Plot the OLS residuals $e_i = \ln Q_i - \hat{a} - \hat{\varepsilon} \ln P_i$ against $\ln P_i$. If the log-log model is correct, the residuals should show no trend and no heteroscedasticity (variance should be roughly constant across prices). Modify make_elasticity_data to introduce heteroscedasticity (noise that increases with price) and show how the residual plot reveals it.

Weighted least squares

If measurement variance is known to be proportional to price ($\text{Var}(\epsilon_i) = \sigma^2 P_i$), ordinary OLS is inefficient. Implement weighted OLS by minimising $\sum_i w_i (y_i - \hat{a} - \hat{\varepsilon} x_i)^2$ with weights $w_i = 1/P_i$. Compare the standard errors of the WLS and OLS estimates on heteroscedastic data.

Two-stage price endogeneity correction

In observational data, price is not set randomly — firms charge more when demand is high, creating a spurious correlation. Instrumental variables estimation uses an instrument $Z$ correlated with price but uncorrelated with the demand shock. Simulate endogenous prices by adding a common demand shock to both price and log-quantity, then show that OLS overestimates $|\varepsilon|$ while two-stage least squares (using a cost instrument) recovers the true elasticity.

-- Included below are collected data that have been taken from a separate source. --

PR #913, opened 2017-12-18
Make JacksonRequestConverterFunction support +json media type as well

minwoox:
Motivation:
Not only `application/json` has JSON content, but also many variants whose subtype
contains `+json` has JSON contents. It is reasonable that `JacksonRequestConveterFunction`
supports converting the requests who have those headers.
I found a similar issue: https://github.com/NativeScript/NativeScript/issues/2593

Modifications:
- make `JacksonRequestConverterFunction` convert requests who have `+json` header
- Add `json-patch+json` media type

Result:
- Robust `JacksonRequestConveterFunction`

### DIFF
--- a/core/src/main/java/com/linecorp/armeria/server/annotation/JacksonRequestConverterFunction.java
+++ b/core/src/main/java/com/linecorp/armeria/server/annotation/JacksonRequestConverterFunction.java
@@ -41,6 +41,8 @@ public class JacksonRequestConverterFunction implements RequestConverterFunction
 
     private static final Logger logger = LoggerFactory.getLogger(JacksonRequestConverterFunction.class);
 
+    private static final ObjectMapper DEFAULT_MAPPER = new ObjectMapper();
+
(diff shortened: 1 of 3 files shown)


core/src/main/java/com/linecorp/armeria/server/annotation/JacksonRequestConverterFunction.java
```diff
@@ -64,7 +66,8 @@ public JacksonRequestConverterFunction(ObjectMapper mapper) {
     @Override
     public boolean canConvertRequest(AggregatedHttpMessage request, Class<?> expectedResultType) {
         final MediaType contentType = request.headers().contentType();
-        if (contentType != null && contentType.is(MediaType.JSON)) {
+        if (contentType != null && (contentType.is(MediaType.JSON) ||
+                                    contentType.subtype().contains("+json"))) {
```
trustin: `endsWith`?

PR #915, opened 2017-12-18
Throw an exception raised while converting a request to a `@RequestObject` instance

hyangtack:
Modifications:
- Do not ignore an exception from RequestConverterFunction#convert.
- Do not allow returning `null` from RequestConverterFunction#convert.

### DIFF
--- a/core/src/main/java/com/linecorp/armeria/server/AnnotatedHttpServiceMethod.java
+++ b/core/src/main/java/com/linecorp/armeria/server/AnnotatedHttpServiceMethod.java
@@ -16,6 +16,7 @@
 
 package com.linecorp.armeria.server;
 
+import static com.google.common.base.Preconditions.checkArgument;
 import static com.google.common.collect.ImmutableSet.toImmutableSet;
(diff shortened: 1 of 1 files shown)


core/src/main/java/com/linecorp/armeria/server/AnnotatedHttpServiceMethod.java
```diff
@@ -366,21 +367,18 @@ private static Parameter createOptionalSupportedParam(java.lang.reflect.Paramete
...
-                                values[i] = func.convertRequest(message, entry.type());
-                                break;
-                            } catch (Exception e) {
-                                // Go to the next request converter if the conversion is failed.
-                                logger.warn("Request converter {} cannot convert a request to {}",
-                                            func.getClass().getName(), entry.type().getName(), e);
-                            }
+                            values[i] = func.convertRequest(message, entry.type());
+                            checkArgument(values[i] != null,
+                                          "Returned 'null' from the converter '" +
```
minwoox: nit: how about just 'null' is returned?

trustin:
Thanks, @hyangtack !

PR #917, opened 2017-12-19
Write pooled objects to the request so pooled-aware subscribers can p…

anuraaga:
…rocess ByteBuf directly.

Since our stream messages are aware of pooling, it should be ok to write pooled objects to the request for less copying with pooling-aware subscribers.

After
```
Benchmark                         (clientType)   Mode  Cnt    Score    Error  Units
DownstreamSimpleBenchmark.simple        OKHTTP  thrpt   20  490.181 ± 33.306  ops/s
```

Before
```
Benchmark                         (clientType)   Mode  Cnt    Score    Error  Units
DownstreamSimpleBenchmark.simple        OKHTTP  thrpt   20  482.963 ± 30.219  ops/s
```


trustin:
Thanks, @anuraaga !

PR #918, opened 2017-12-19
Precompute mapping of string content types to well known types to imp…

anuraaga:
…rove mediatype parsing when content types are known.

`MediaType.parse` is relatively slow as it supports all the variability of a content type. As servers only deal with a small number of media types in practice, it is wasteful to do this parse for every single request. Conveniently, servers also have a good idea of what media types they will support, so we can just precompute a mapping from `String` to `MediaType`.

A map like this should save memory / minimize garbage as all hits will result in sharing the same `MediaType` instance among requests. `MediaType.parse` itself has an interning cache, but it only recognizes its well known types, while this one also includes our `SerializationFormat`s.

A `LoadingCache` could also be used to be more general, but I feel like it would help a more limited use case (we'd probably want to add it as a layer after the precomputed map either way since it would have some synchronization overhead).

Benchmark
```
Benchmark                           Mode  Cnt         Score         Error  Units
HttpHeadersBenchmark.parseKnown    thrpt   20  13516374.953 ±  758315.535  ops/s
HttpHeadersBenchmark.parseUnknown  thrpt   20    700837.841 ±   38172.512  ops/s
```

### DIFF
--- a/core/src/main/java/com/linecorp/armeria/common/MediaType.java
+++ b/core/src/main/java/com/linecorp/armeria/common/MediaType.java
@@ -795,7 +795,7 @@ public final class MediaType {
      */
     public static MediaType parse(String input) {
         checkNotNull(input);
-        final MediaType wellKnown = KNOWN_TYPES_BY_STRING.get(input);
+        final MediaType wellKnown = KnownTypesByString.get(input);
         if (wellKnown != null) {
             return wellKnown;
         }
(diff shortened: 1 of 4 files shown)


core/src/main/java/com/linecorp/armeria/common/MediaType.java
```diff
@@ -479,6 +480,10 @@ private static MediaType addKnownType(MediaType mediaType) {
     public static final MediaType XRD_UTF_8 = createConstantUtf8(APPLICATION_TYPE, "xrd+xml");
     public static final MediaType ZIP = createConstant(APPLICATION_TYPE, "zip");
 
+    public static Set<MediaType> knownTypes() {
+        return KNOWN_TYPES.keySet();
```
trustin: and I'm not sure if it's a good idea to add this to the public API. What's the definition of 'known' here? It seems confusing to me.

core/src/main/java/com/linecorp/armeria/common/SerializationFormat.java
```diff
@@ -188,7 +188,7 @@ private static void checkMediaType(Multimap<MediaType, SerializationFormat> simp
     }
 
     /**
-     * Returns all available {@link SessionProtocol}s.
+     * Returns all available {@link SerializationFormat}s.
```
trustin: Oops! Thank you :-)

anuraaga:
Good point - moved

trustin:
@anuraaga Seems like there's some cyclic dependencies involved during class initialization. Could you check the build log?

trustin:
Great job, @anuraaga ! :-)

PR #920, opened 2017-12-19
Enhance request converting feature

hyangtack:
Modifications:
- Add `ServiceRequestContext` parameter to `convert*` methods of the converters and the `handleException` method of the exception handler.
- Remove `can*` method from the converters and exception handlers.
- Fall through to the next request converter if the converter raises `FallthroughException`. It was handled by `can*` method of the converter.
- Can specify a class of `RequestConverterFunction` as the value of @RequestObject` so that a user can specify a request converter explicitly for a class of the annotated parameter.


core/src/main/java/com/linecorp/armeria/server/annotation/FallthroughException.java
```diff
@@ -0,0 +1,51 @@
...
+package com.linecorp.armeria.server.annotation;
+
+import com.linecorp.armeria.common.Flags;
+import com.linecorp.armeria.common.util.Exceptions;
+
+/**
+ * A {@link RuntimeException} raised for falling through to the next something. It would be raised from
+ * {@link ExceptionHandlerFunction}, {@link RequestConverterFunction} and/or {@link ResponseConverterFunction}.
+ */
+public final class FallthroughException extends RuntimeException {
```
trustin: Probably OK to hide this from the public API?

hyangtack: Ok! Changed to package-local. Also, removed public `get()` method and renamed `singleton()` to `get()`.

minwoox:
Thanks @hyangtack~!!

PR #923, opened 2017-12-21
Remove HttpRequest.isKeepAlive()

trustin:
Motivation:

HttpRequest.isKeepAlive() was originally meant to be server-side only
transport-level detail, which means:

- It has no use on the client side. Creating a request with the false
  keepAlive property has no effect at all.
- There's no notion of keep-alive in HTTP/2.

Modification:

- Move HttpRequest.keepAlive down to DecodedHttpRequest so that it's
  kept only for the server-side decoder-level
- Remove HttpRequest.streaming() which creates an invalid request.

Result:

- Less noise in the public API
- A user does not have a way anymore to know if the current request will
  keep the connection alive or not. It was transport-layer detail anyway.

### DIFF
--- a/core/src/test/java/com/linecorp/armeria/internal/DefaultHttpRequestTest.java
+++ b/core/src/test/java/com/linecorp/armeria/internal/DefaultHttpRequestTest.java
@@ -65,7 +65,7 @@ public class DefaultHttpRequestTest {
     @Test
     public void abortedAggregation() {
         final Thread mainThread = Thread.currentThread();
-        final DefaultHttpRequest req = new DefaultHttpRequest(HttpHeaders.of(HttpMethod.GET, "/foo"), true);
+        final DefaultHttpRequest req = new DefaultHttpRequest(HttpHeaders.of(HttpMethod.GET, "/foo"));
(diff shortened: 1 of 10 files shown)


core/src/test/java/com/linecorp/armeria/internal/DefaultHttpRequestTest.java
```diff
@@ -65,7 +66,7 @@ public DefaultHttpRequestTest(boolean executorSpecified) {
     @Test
     public void abortedAggregation() {
         final Thread mainThread = Thread.currentThread();
-        final DefaultHttpRequest req = new DefaultHttpRequest(HttpHeaders.of(HttpMethod.GET, "/foo"), true);
+        final HttpRequestWriter req = new DefaultHttpRequest(HttpHeaders.of(HttpMethod.GET, "/foo"));
```
anuraaga: Since this is `DefaultHttpRequestTest`, it might make sense to use the concrete class here.

trustin: Agreed. Fixed :-)

trustin:
Thanks, reviewers.

PR #924, opened 2017-12-21
Don't release when message parse fails since parser takes ownership o…

anuraaga:
…f the buffer. Do release when an unexpected error happens before parsing though.


grpc/src/main/java/com/linecorp/armeria/server/grpc/ArmeriaServerCall.java
```diff
@@ -277,34 +277,35 @@ public void setCompression(String compressorName) {
 
     @Override
     public void messageRead(ByteBufOrStream message) {
-        boolean success = false;
+
         final I request;
 
+        boolean success = true;
```
trustin: I guess you can still start with `success = false`, since the ownership transfer after this try block?

anuraaga: Updated

PR #928, opened 2017-12-22
Update to Brave 4.13.1

anuraaga:
Added an explicit dependency on zipkin-java as the transitive dependency seems to have been removed. 

/cc @adriancole


imasahiro:
Thanks! @anuraaga

PR #1806, opened 2019-05-31
Migrate from Parameterized to JUnit 5.

### LINKED ISSUE #1601: Can't run single test of Parameterized test when delegating builds to Gradle in IntelliJ

anuraaga:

Bootstrap confidence intervals

The OLS confidence interval assumes normally distributed residuals. Implement a bootstrap estimate: resample the 80 observations with replacement, fit the log-log model to each resample, and take the 2.5th and 97.5th percentiles of the 1000 bootstrapped slopes as the CI. Compare the bootstrap CI with the analytic CI; do they agree closely for the synthetic data?